No Roof for Water

On 4 June I got a telephone call from Toader Constantin, a member of the Roma Party from Focsani, who told me about a community of Roma living in social housing who risked being evicted as a result of the actions of the town hall and the water company, who had gone to court to obtain an enforcement order for supposed outstanding debts on their books.

The next day, I arrived in Focsani for the first time, with the intention of assessing the situation and informing Amnesty and the ERRC about what was going on.

Unlike Eforie Sud, Baia Mare and Caracal, where the town halls made evictions based on local council decisions, in Focsani, the town hall and the water company went to court to obtain an order to evict families supposedly in arrears.

More than 120 children and 100 adults live in the social housing. They all have their own stories and each of them suffers from a very serious social plight.

The oldest among them, after a lifetime of work, can barely survive on social security and although they would like to work, nobody wants to employ them.

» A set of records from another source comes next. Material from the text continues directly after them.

PR #93, opened 2021-04-27
Streams. Ready for review.

MakeDreamCode:


src/main/java/practice/StreamPractice.java
```diff
@@ -29,9 +22,10 @@
...
         OptionalInt min = numbers.stream()
-                                 .flatMap(stringNumber -> Arrays.stream(stringNumber.split(DELIMITER)))
+                                 .flatMap(stringNumber ->
+                                         Arrays.stream(stringNumber.split(DELIMITER)))
                                  .mapToInt(Integer::parseInt)
-                                 .filter(n -> n % 2 == 0)
+                                 .filter(number -> number % 2 == 0)
                                  .min();
         if (min.isEmpty()) {
             throw new RuntimeException(ERROR_MESSAGE + numbers.toString());
```
mmelniichuk: It's seemed toString() is not necessary method.
And you can call orElseThrow() right after method min()...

Society does not give any second chance to those with a criminal record. This is the situation of a young man who has a horticultural diploma, but because of his record he can’t get the job he desperately wants, not only for himself but for the sake of his three children.

In order not to see his children and wife thrown into the street, the young man opted to pay the supposed water arrears of 2,200 lei. He says that because he does not have enough money to cover the whole sum, he had to donate blood twice in two weeks.
Not even those without a record stand much of a chance of getting jobs, because of discrimination and segregation.

Some of them have signed rental contracts with the town hall; some are still valid, others have expired. According to the practice met in numerous other similar situations, it is possible that the renewal of these contracts is a level by which the town hall tries to influence people’s votes in various electoral campaigns.

But many of them live in rooms vacated by friends or relatives who have gone abroad to work.

To come back to the supposed arrears, I should mention that in the building in question, there is only water twice a day, for two hours. And while the water supply is intermittent on the ground floor and first floor, it doesn’t reach the floors higher than that at all. The tenants have dozens of plastic bottles with they use to transport water from their neighbours’, making daily trips to collect water for washing clothes, cooking and personal hygiene.

In many of the cases that have been taken to court, the water company has not been able to prove any arrears, for which reason the court has already reduced the sums and cancelled a part of the late-payment penalties.

According to the people involved, their rental contracts have been made conditional upon their accepting the water arrears. In other words, in order to have a roof over their heads, they have been forced to accept debts they never incurred and for which they now risk being evicted.

A week later I went back to Focsani to witness an eviction ordered by the court. Robert did not have a rental contract in his own name and was living in a flat he was looking after for a friend, the person named in the contract with the town hall. Although he works for a security company, Robert can only afford social housing for himself and his family. Now, because of arrears that cannot be adequately proven, Robert along with his 19 years old wife Nicuta and their son Luca Nicolas have been thrown into the street.

I understand the principles of social housing and responsibility for certain obligations. But I cannot understand how we can turn an economic problem involving arrears into an infinitely more serious issue of housing, which over the short, medium and long-term results in a genuine nightmare.